**To do:** Every line below that holds the string "made" should be copied out.

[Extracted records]
PR #3079, opened 2024-12-27
svg: remove styles from the clipPath

hermet:
Main purpose clippath is to cutout the
drawing region with a path. Otherwise
we need to use MaskMethod.

### DIFF
--- a/src/loaders/svg/tvgSvgSceneBuilder.cpp
+++ b/src/loaders/svg/tvgSvgSceneBuilder.cpp
@@ -180,26 +180,21 @@ static RadialGradient* _applyRadialGradientProperty(SvgStyleGradient* g, const B
 }
 
 
-//The SVG standard allows only for 'use' nodes that point directly to a basic shape.
-static bool _appendClipUseNode(SvgLoaderData& loaderData, SvgNode* node, Shape* shape, const Box& vBox, const string& svgPath)
+static bool _appendClipChild(SvgLoaderData& loaderData, SvgNode* node, Shape* shape, const Box& vBox, const string& svgPath)
 {
-    if (node->child.count != 1) return false;
-    auto child = *(node->child.data);
+    //The SVG standard allows only for 'use' nodes that point directly to a basic shape.
+    if (node->type == SvgNodeType::Use) {
+        auto child = *(node->child.data);
 
-    Matrix finalTransform = {1, 0, 0, 0, 1, 0, 0, 0, 1};
-    if (node->transform) finalTransform = *node->transform;
-    if (node->node.use.x != 0.0f || node->node.use.y != 0.0f) {
-        finalTransform *= {1, 0, node->node.use.x, 0, 1, node->node.use.y, 0, 0, 1};
+        Matrix finalTransform = {1, 0, 0, 0, 1, 0, 0, 0, 1};
+        if (node->transform) finalTransform = *node->transform;
+        if (node->node.use.x != 0.0f || node->node.use.y != 0.0f) {
+            finalTransform *= {1, 0, node->node.use.x, 0, 1, node->node.use.y, 0, 0, 1};
+        }
+        if (child->transform) finalTransform = *child->transform * finalTransform;
+
+        return _appendClipShape(loaderData, child, shape, vBox, svgPath, identity((const Matrix*)(&finalTransform)) ? nullptr : &finalTransform);
     }
-    if (child->transform) finalTransform = *child->transform * finalTransform;
-
-    return _appendClipShape(loaderData, child, shape, vBox, svgPath, identity((const Matrix*)(&finalTransform)) ? nullptr : &finalTransform);
-}
-
-
-static bool _appendClipChild(SvgLoaderData& loaderData, SvgNode* node, Shape* shape, const Box& vBox, const string& svgPath, bool clip)
-{
-    if (node->type == SvgNodeType::Use) return _appendClipUseNode(loaderData, node, shape, vBox, svgPath);
     return _appendClipShape(loaderData, node, shape, vBox, svgPath, nullptr);
 }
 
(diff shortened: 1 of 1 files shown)


src/loaders/svg/tvgSvgSceneBuilder.cpp
```diff
@@ -434,7 +434,6 @@ static bool _appendClipShape(SvgLoaderData& loaderData, SvgNode* node, Shape* sh
         }
     }
 
-    _applyProperty(loaderData, node, shape, vBox, svgPath, true);
```
hermet, line 437: This even properly handles the return value that could potentially a memory leak.

JSUYA (commented):
_applyProperty() doesn't apply only style properties (_applyComposition() is called after).
I made a sample to verify this, but I found that it has a bug unrelated to this PR. #3082 #3083 
I still think we need to call _applyComposition() though.

hermet:
> _applyProperty() doesn't apply only style properties (_applyComposition() is called after). I made a sample to verify this, but I found that it has a bug unrelated to this PR. #3082 #3083 I still think we need to call _applyComposition() though.

@JSUYA _applyComposition() should be addressed properly regardless of this PR. Until then, we cannot apply it (as I mentioned the memory leak), as the purpose of this PR does not cover that.

mgrudzinska:
@JSUYA I agree that _applyComposition() is important in this case, but after c14382f this is not handled properly. I'd remove this is as @hermet suggested. this issue should be handled in https://github.com/thorvg/thorvg/issues/3082

JSUYA (approved):
I checked that #3082 and #3083 are working good. thanks

+)
There is still an issue with empty clipPath not being handled, but I think it can be addressed in another patch.
```
<svg  viewBox="0 0 100 100"  xmlns="http://www.w3.org/2000/svg">
  <clipPath id="myClip">
  </clipPath>

  <path
    id="heart"
    d="M10,30 A20,20,0,0,1,50,30 A20,20,0,0,1,90,30 Q90,60,50,90 Q10,60,10,30 Z" clip-path="url(#myClip)" />
</svg>

```

src/loaders/svg/tvgSvgSceneBuilder.cpp
```diff
@@ -180,26 +180,21 @@ static RadialGradient* _applyRadialGradientProperty(SvgStyleGradient* g, const B
...
+    //The SVG standard allows only for 'use' nodes that point directly to a basic shape.
+    if (node->type == SvgNodeType::Use) {
+        auto child = *(node->child.data);
 
+        Matrix finalTransform = {1, 0, 0, 0, 1, 0, 0, 0, 1};
+        if (node->transform) finalTransform = *node->transform;
+        if (node->node.use.x != 0.0f || node->node.use.y != 0.0f) {
+            finalTransform *= {1, 0, node->node.use.x, 0, 1, node->node.use.y, 0, 0, 1};
+        }
+        if (child->transform) finalTransform = *child->transform * finalTransform;
```
mgrudzinska, line 194: ```finalTransform *= *child->transform;```

sample:
```

  <defs>
    <circle id="m1" cx="30" cy="50" r="30" transform="matrix(1 0.44 1 1 0 10)"/>
  </defs>
  
<clipPath id="clip">
    <use href="#m1" x="10" y="12"/>
</clipPath>


<rect x="0" y="0" width="100" height="100"  fill="red" clip-path="url(#clip)"
      fill-opacity="0.5"/>

<use href="#m1" x="10" y="12" fill="blue" opacity="0.4"/>

  <rect x="47" y="52" width="20" height="20"  fill="red"
      fill-opacity="0.5"/>
</svg>
```

src/loaders/svg/tvgSvgSceneBuilder.cpp
```diff
@@ -180,26 +180,21 @@ static RadialGradient* _applyRadialGradientProperty(SvgStyleGradient* g, const B
...
-    if (node->node.use.x != 0.0f || node->node.use.y != 0.0f) {
-        finalTransform *= {1, 0, node->node.use.x, 0, 1, node->node.use.y, 0, 0, 1};
-    }
-    if (child->transform) finalTransform = *child->transform * finalTransform;
-
-    return _appendClipShape(loaderData, child, shape, vBox, svgPath, identity((const Matrix*)(&finalTransform)) ? nullptr : &finalTransform);
-}
+    //The SVG standard allows only for 'use' nodes that point directly to a basic shape.
+    if (node->type == SvgNodeType::Use) {
+        auto child = *(node->child.data);
```
mgrudzinska, line 187: if the use node references a node that doesn;t exist, a crash will occure:
```
<svg viewBox="0 0 100 100" xmlns="http://www.w3.org/2000/svg">
  
<clipPath id="clip">
    <use href="#m1" x="0" fill="blue" />
</clipPath>

<rect x="0" y="0" width="100" height="100"  fill="red" clip-path="url(#clip)"
      fill-opacity="0.5"/>

</svg>
```

I removed from the sample:
```
  <defs>
    <circle id="m1" cx="30" cy="50" r="30" transform="matrix(1 0.44 1 1 0 10)"/>
  </defs>
```

mgrudzinska:
@hermet I left comments. Other than that, I have no further remarks. I tested other cases, and it works fine.

src/loaders/svg/tvgSvgSceneBuilder.cpp
hermet: @mgrudzinska Is there a bug with that sample? or you just want to suggest a better code? Please clarify the comment a bit more.

hermet: @mgrudzinska Please create a separate issue if you think it should be modified. This transform is part of the original logic, so it would be better to address it separately rather than modifying it in this PR.

Issue #3039, opened 2024-12-10
lottie: thorvg v1 prerelease rendering regression 


theashraf:
in [dotLottie-rs](https://github.com/LottieFiles/dotlottie-rs), i'm trying to migrate to thorvg v1 and the only change I introduced was modifying the render cycle to clear the buffer before drawing. However, I’m not sure why the animation is getting clipped.

Here’s the updated render cycle code:  
```rs
fn render(&mut self) -> Result<(), LottieRendererError> {
        self.renderer.update().map_err(into_lottie::<R>)?; // calls tvg_canvas_update c api

        #[cfg(feature = "thorvg-v1")]
        self.renderer.clear(false, true).map_err(into_lottie::<R>)?; // calls tvg_canvas_clear c api

        self.renderer.draw().map_err(into_lottie::<R>)?; // calls tvg_canvas_draw c api
        self.renderer.sync().map_err(into_lottie::<R>)?; // calls tvg_canvas_sync c api

        Ok(())
   }
```

Behavior with ThorVG v0.15.6:  
<img src="https://github.com/user-attachments/assets/8b767fd3-f955-4d1c-a00e-08c7efddada1" width="100" />

Behavior with ThorVG v1.0.0-pre7:  
<img src="https://github.com/user-attachments/assets/2bcba599-0933-42c3-920c-0c9f0e8ae305" width="100" />

> This issue is not specific to a certain animation

hermet:
@theashraf could you please share the resource as well?

theashraf:
> @theashraf could you please share the resource as well?

@hermet  [test-lottie.json](https://github.com/user-attachments/files/18089432/test-lottie.json)

hermet:
curprit: https://github.com/thorvg/thorvg/commit/367ac5f331383eea978f07131c64e54fee3f8e58

tinyjin:
Here is difference the commit mentioned and v0.15.x.

The regression issue is come from when use `picture->size` function instead of `scale` after applying mentioned commit.

**[After commit]**
https://github.com/thorvg/thorvg/commit/367ac5f331383eea978f07131c64e54fee3f8e58

When the animation(canvas) size is bigger than given picture size, rendering result is clipped.

![CleanShot 2024-12-27 at 19 14 02@2x](https://github.com/user-attachments/assets/2881bed0-c122-4e36-9a2a-7744d9e96e90)

**[v0.15.x]**

No issue in same condition.

[...]

PR #3084, opened 2024-12-27
lottie: fix viewport clipping issue when resize

tinyjin:
After resizing animation, base clipper for viewport(of root scene) didn't change. This causes issue that animation always clipped by initial psize.

This also brings v1 regression issue after `Result Picture::size(float w, float h)` function called:
Issue: #3039 

### Example:
_psize is 500 by 500, and resized to 700 by 700_

**[v1.0-pre]**

Even if resized to bigger, animations shows in initial size(500 x 500)

CleanShot 2024-12-27 at 23 22 20@2x

**[v1.0-pre + this patch]**

CleanShot 2024-12-27 at 23 24 47@2x

### DIFF
--- a/src/loaders/lottie/tvgLottieLoader.cpp
+++ b/src/loaders/lottie/tvgLottieLoader.cpp
@@ -260,9 +260,8 @@ bool LottieLoader::resize(Paint* paint, float w, float h)
     paint->transform(m);
 
     //apply the scale to the base clipper
-    const Paint* clipper;
-    paint->mask(&clipper);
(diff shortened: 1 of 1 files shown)


hermet (changes requested):
please check with this:
```
    //apply the scale to the base clipper
    auto clipper = PAINT(paint)->clipper;
    if (clipper) clipper->transform(m);
```

tinyjin:
CleanShot 2024-12-30 at 11 56 19@2x

@hermet It works too!

hermet (approved):
@tinyjin good job, thanks.

PR #3098, opened 2025-01-03
sw_engine: replaced the line with cubic

hermet:
A trial for size and maintainence efficiency.
The size can be reduced by 1kb.


hermet:
Not quite sure that efficiency.

Issue #3102, opened 2025-01-07
lottie: Runtime crash by heap-buffer-overflow


tinyjin:
Animation File: [sample.json](https://github.com/user-attachments/files/18327865/sample.json)

Crashes on landscape resolution (w > h)

Related: https://github.com/LottieFiles/dotlottie-ios/issues/49

![CleanShot 2025-01-07 at 13 09 37@2x](https://github.com/user-attachments/assets/c6a8adb9-a5fb-4334-9f34-535586a85997)

![CleanShot 2025-01-07 at 13 09 51@2x](https://github.com/user-attachments/assets/534694f6-2f3f-4435-ba05-1c47cba6097c)

![CleanShot 2025-01-07 at 13 10 04@2x](https://github.com/user-attachments/assets/1ad974ef-9518-4229-b87d-424bd7a30bf2)

hermet:
@tinyjin Could you please test with this [PR](https://github.com/thorvg/thorvg/pull/3105)? I couldn't reproduce the crash on my macOS.

tinyjin:
![CleanShot 2025-01-08 at 17 30 14@2x](https://github.com/user-attachments/assets/b7524e84-be42-451e-9c09-4012f3cbebaa)

Still happenes

> @tinyjin Could you please test with this [PR](https://github.com/thorvg/thorvg/pull/3105)? I couldn't reproduce the crash on my macOS / linux.

hermet:
@tinyjin could you please share the following value at the crash point?

`vv`, `sw`, `uu` and `image->w`, `image->h`

elahav:
Could this be the same issue I reported today in the discussion section? See my patch there:

https://github.com/orgs/thorvg/discussions/3109

hermet:
@elahav I guess not. :-)

hermet:
> Could this be the same issue I reported today in the discussion section? See my patch there:
> 
> https://github.com/orgs/thorvg/discussions/3109

@elahav I guess not. :-)

tinyjin:
> @tinyjin could you please share the following value at the crash point?
> 
> `vv`, `sw`, `uu` and `image->w`, `image->h`

Sure, here is a log I've gotten.

![CleanShot 2025-01-10 at 16 48 48@2x](https://github.com/user-attachments/assets/7bee378c-73d4-4647-a702-90c7a9fd003f)

PR #3105, opened 2025-01-08
sw_engine: ++portability on macOS

hermet:
fixed a runtime error report of the sanitizer
at data casting.

issue: https://github.com/thorvg/thorvg/issues/3102


src/renderer/sw_engine/tvgSwRasterTexmap.h
```diff
@@ -569,7 +569,7 @@ static void _rasterPolygonImageSegment(SwSurface* surface, const SwImage* image,
                     u += _dudx;
                     v += _dvdx;
                     //range over?
-                    if ((uint32_t)v >= image->h) break;
+                    if ((uint32_t)(int32_t)v >= image->h) break;
```
mgrudzinska, line 572: this solve warning on mac. can we consider to do this in all places marked as "range over" ?
ex. Blending sample causes the same warning in l.382

hermet: Yes, makes sense.

PR #3107, opened 2025-01-08
Fix compilation warnings

faxe1008:
Hi,

The zephyrproject (which I am part of), wants to use lottie widget in LVGL which in turn uses your excellent library. Unfortunately our CI has quite a few strict compliation settings turned on. One of them being -Wdouble-promotion.  I thought the easiest way was to fix it at the source and therefore I combed through all the warnings that I found.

**Task answer:**
I made a sample to verify this, but I found that it has a bug unrelated to this PR. #3082 #3083 
> _applyProperty() doesn't apply only style properties (_applyComposition() is called after). I made a sample to verify this, but I found that it has a bug unrelated to this PR. #3082 #3083 I still think we need to call _applyComposition() though.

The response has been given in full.